*Source material:*
PR #1075, opened 2017-09-19
[9.0][FIX][Base] noupdate changes

MiquelRForgeFlow:
Just in case, I compared base modules.

### DIFF
--- a/openerp/addons/base/migrations/9.0.1.3/noupdate_changes.xml
+++ b/openerp/addons/base/migrations/9.0.1.3/noupdate_changes.xml
@@ -1,8 +1,1334 @@
 <?xml version='1.0' encoding='utf-8'?>
 <openerp>
-    <data>
-        <record model="res.groups" id="group_user">
-            <field name="implied_ids" eval="[(4, ref('group_no_one'))]"/>
-        </record>
-    </data>
+  <data>
+    <record model="res.groups" id="group_user">
+      <field name="implied_ids" eval="[(4, ref('group_no_one'))]"/>
+    </record>
+    <record id="gw" model="res.country">
+      <field eval="245" name="phone_code"/>
+    </record>
+    <record id="gu" model="res.country">
+      <field eval="0" name="phone_code"/>
+    </record>
+    <record id="gt" model="res.country">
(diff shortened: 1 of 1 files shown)


pedrobaeza:
We are getting these warnings:
```
2017-09-19 13:01:22,182 23732 WARNING openupgrade openerp.models: res.currency.write() with unknown fields: accuracy
```
and I'm not sure why we have Travis red.

openerp/addons/base/migrations/9.0.1.3/noupdate_changes.xml
```diff
@@ -1,8 +1,1511 @@
 <?xml version='1.0' encoding='utf-8'?>
 <openerp>
-    <data>
-        <record model="res.groups" id="group_user">
-            <field name="implied_ids" eval="[(4, ref('group_no_one'))]"/>
-        </record>
-    </data>
```
MiquelRForgeFlow, line 7: Travis is red because the `test_technical_features` test fails. It seems it didn't liked the removal of this lines.

MiquelRForgeFlow:
Just added previous deleted lines and now is green :green_apple:

openerp/addons/base/migrations/9.0.1.3/noupdate_changes.xml
pedrobaeza: So if you restore this it throws error? But before it was green...

MiquelRForgeFlow: Here is the explanation: https://github.com/OCA/OpenUpgrade/pull/607

pedrobaeza:
You still have the accuracy warning. Please remove that lines.

openerp/addons/base/migrations/9.0.1.3/noupdate_changes.xml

*Assigned task:* Only the lines of the data holding the string "Just" are wanted; copy each of them.

*Finished task:*
Just in case, I compared base modules.
Just added previous deleted lines and now is green :green_apple:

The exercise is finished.